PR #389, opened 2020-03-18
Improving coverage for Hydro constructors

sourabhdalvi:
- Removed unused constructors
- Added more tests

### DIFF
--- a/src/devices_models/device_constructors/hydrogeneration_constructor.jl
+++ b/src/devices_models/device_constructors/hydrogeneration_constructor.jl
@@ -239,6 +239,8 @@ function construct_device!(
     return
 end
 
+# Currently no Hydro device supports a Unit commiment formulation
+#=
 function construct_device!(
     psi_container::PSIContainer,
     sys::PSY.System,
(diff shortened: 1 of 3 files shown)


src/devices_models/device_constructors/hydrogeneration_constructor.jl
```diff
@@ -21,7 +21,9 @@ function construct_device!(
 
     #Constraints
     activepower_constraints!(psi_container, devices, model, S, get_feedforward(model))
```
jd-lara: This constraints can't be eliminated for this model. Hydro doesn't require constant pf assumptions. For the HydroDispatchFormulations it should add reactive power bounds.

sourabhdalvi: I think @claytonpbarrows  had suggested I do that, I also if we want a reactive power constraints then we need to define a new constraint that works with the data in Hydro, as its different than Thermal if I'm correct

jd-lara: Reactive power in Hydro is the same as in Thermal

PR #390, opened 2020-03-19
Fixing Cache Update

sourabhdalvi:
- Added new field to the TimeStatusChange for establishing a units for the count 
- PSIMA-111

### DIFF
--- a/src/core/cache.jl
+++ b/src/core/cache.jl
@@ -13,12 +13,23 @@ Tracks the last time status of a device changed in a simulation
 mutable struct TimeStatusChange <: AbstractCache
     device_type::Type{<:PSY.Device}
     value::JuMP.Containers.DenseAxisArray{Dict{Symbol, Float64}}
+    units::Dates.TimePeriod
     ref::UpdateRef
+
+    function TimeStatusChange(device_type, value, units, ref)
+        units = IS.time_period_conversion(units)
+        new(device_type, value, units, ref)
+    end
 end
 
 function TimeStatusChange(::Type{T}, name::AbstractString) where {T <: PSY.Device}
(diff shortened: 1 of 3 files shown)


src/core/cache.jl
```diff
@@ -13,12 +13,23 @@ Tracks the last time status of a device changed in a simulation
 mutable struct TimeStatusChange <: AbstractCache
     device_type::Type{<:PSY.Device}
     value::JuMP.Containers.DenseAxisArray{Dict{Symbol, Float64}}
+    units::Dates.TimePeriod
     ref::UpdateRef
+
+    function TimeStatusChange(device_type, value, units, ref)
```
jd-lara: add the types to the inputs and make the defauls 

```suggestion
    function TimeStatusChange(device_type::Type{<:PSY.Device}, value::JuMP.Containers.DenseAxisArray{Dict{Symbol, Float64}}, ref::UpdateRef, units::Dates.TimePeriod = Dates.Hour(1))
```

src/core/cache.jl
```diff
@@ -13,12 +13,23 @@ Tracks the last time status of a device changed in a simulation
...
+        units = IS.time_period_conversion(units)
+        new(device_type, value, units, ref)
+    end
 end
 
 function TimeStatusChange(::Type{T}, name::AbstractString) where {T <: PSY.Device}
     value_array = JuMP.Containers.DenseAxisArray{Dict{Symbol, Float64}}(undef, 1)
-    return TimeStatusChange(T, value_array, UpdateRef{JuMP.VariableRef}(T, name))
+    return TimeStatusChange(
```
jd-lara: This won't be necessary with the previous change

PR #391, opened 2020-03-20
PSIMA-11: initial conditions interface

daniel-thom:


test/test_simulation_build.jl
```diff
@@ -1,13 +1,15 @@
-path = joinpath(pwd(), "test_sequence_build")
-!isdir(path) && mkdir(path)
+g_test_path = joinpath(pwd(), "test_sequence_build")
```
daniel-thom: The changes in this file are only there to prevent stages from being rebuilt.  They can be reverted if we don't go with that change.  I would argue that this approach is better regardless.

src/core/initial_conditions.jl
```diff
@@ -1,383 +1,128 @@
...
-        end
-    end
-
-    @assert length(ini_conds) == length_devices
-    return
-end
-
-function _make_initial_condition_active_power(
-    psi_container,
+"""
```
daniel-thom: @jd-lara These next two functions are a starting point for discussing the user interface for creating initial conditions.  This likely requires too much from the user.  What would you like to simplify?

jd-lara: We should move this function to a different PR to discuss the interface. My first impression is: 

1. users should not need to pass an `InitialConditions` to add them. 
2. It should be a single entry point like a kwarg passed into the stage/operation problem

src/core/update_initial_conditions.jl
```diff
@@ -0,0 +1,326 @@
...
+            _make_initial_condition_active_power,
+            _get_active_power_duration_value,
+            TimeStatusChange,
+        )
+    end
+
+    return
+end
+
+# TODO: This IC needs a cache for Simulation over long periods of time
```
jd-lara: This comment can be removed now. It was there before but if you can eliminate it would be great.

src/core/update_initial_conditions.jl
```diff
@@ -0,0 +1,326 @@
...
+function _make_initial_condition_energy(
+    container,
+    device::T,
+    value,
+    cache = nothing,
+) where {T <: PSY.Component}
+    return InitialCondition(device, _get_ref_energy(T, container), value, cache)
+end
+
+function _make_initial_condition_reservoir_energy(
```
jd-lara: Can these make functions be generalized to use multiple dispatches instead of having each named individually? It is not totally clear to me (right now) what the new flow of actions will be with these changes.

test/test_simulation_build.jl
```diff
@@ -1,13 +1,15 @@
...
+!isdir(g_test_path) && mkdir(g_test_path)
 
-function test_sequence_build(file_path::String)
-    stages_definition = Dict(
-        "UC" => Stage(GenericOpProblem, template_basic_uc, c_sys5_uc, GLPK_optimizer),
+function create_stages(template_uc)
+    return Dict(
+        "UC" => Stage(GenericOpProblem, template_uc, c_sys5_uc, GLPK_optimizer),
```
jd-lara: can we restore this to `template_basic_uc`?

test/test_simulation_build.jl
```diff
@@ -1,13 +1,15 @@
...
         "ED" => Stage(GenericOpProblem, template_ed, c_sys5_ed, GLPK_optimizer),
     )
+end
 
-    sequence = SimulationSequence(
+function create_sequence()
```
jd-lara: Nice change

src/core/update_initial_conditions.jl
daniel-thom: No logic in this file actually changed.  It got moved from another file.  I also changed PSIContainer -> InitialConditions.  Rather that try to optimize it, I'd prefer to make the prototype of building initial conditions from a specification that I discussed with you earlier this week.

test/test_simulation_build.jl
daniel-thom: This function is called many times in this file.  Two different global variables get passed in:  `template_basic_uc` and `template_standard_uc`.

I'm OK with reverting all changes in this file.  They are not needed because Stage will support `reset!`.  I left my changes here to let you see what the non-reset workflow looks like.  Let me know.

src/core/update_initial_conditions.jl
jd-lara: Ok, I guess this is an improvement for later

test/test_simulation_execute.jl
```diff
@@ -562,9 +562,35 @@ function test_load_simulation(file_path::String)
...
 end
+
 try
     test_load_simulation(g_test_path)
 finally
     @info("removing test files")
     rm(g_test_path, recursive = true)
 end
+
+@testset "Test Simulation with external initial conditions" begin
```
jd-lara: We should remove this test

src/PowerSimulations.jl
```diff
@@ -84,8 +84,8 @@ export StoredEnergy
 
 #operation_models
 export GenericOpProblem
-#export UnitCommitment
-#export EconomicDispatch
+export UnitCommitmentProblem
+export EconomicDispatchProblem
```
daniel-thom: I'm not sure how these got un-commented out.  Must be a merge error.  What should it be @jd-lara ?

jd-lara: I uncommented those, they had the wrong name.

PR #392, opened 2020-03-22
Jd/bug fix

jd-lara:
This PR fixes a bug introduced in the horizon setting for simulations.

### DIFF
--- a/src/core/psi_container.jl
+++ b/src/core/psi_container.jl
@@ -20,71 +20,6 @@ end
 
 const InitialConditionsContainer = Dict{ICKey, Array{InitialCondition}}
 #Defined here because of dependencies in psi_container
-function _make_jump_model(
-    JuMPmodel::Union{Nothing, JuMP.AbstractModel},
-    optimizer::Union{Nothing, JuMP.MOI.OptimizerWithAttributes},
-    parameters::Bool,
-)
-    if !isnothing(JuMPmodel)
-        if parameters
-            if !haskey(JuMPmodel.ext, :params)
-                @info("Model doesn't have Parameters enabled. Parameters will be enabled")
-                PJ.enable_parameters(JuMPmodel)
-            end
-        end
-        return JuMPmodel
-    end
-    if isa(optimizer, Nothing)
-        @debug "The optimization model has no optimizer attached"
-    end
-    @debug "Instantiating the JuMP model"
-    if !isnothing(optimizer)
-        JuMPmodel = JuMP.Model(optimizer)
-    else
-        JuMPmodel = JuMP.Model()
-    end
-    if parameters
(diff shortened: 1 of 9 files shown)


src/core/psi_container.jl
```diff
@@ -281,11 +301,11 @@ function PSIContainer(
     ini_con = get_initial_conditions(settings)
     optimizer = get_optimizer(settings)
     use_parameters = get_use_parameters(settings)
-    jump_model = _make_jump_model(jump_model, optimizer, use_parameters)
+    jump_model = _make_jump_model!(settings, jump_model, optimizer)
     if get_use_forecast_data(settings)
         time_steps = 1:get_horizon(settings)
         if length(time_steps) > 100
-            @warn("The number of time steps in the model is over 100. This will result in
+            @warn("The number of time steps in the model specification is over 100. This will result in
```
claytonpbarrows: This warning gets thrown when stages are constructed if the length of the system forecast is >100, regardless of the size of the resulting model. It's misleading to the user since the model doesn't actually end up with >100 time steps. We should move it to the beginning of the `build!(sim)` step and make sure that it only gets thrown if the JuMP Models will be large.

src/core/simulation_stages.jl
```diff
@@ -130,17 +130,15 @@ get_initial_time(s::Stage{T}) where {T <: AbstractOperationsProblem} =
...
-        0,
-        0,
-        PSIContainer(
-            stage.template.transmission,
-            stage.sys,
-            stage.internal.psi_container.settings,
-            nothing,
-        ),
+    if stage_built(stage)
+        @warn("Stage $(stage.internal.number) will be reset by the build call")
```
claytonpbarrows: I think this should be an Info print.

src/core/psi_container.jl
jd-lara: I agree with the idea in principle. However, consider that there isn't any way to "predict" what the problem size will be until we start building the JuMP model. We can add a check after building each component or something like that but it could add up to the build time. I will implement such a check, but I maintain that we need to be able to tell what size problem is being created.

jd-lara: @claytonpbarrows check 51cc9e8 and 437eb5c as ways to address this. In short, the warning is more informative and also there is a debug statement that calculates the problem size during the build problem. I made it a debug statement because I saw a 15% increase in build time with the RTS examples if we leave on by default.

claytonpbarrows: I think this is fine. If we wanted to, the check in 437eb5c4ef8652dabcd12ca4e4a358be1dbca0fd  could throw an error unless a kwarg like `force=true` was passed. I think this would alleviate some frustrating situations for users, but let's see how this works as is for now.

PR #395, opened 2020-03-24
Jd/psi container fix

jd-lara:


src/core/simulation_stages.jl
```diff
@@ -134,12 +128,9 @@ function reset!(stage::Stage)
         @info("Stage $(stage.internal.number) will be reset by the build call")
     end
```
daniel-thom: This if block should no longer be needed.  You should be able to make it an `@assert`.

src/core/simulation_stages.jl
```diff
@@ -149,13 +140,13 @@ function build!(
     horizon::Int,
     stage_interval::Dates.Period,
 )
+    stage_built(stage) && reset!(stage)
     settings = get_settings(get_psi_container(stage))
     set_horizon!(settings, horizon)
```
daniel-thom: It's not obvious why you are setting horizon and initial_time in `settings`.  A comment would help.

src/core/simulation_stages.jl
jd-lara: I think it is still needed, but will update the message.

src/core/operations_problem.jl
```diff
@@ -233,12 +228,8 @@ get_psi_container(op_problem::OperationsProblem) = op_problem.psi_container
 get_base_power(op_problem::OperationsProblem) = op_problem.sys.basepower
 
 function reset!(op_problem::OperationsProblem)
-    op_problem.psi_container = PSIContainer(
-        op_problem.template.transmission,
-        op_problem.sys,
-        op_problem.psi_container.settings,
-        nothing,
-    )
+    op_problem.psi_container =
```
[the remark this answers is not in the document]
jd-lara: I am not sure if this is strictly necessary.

**WHAT NEEDS TO BE DONE**.
Find the word "changes" in the records, and report each line that has it.

**ANSWER TO THE EXERCISE**.
daniel-thom: The changes in this file are only there to prevent stages from being rebuilt.  They can be reverted if we don't go with that change.  I would argue that this approach is better regardless.
jd-lara: Can these make functions be generalized to use multiple dispatches instead of having each named individually? It is not totally clear to me (right now) what the new flow of actions will be with these changes.
I'm OK with reverting all changes in this file.  They are not needed because Stage will support `reset!`.  I left my changes here to let you see what the non-reset workflow looks like.  Let me know.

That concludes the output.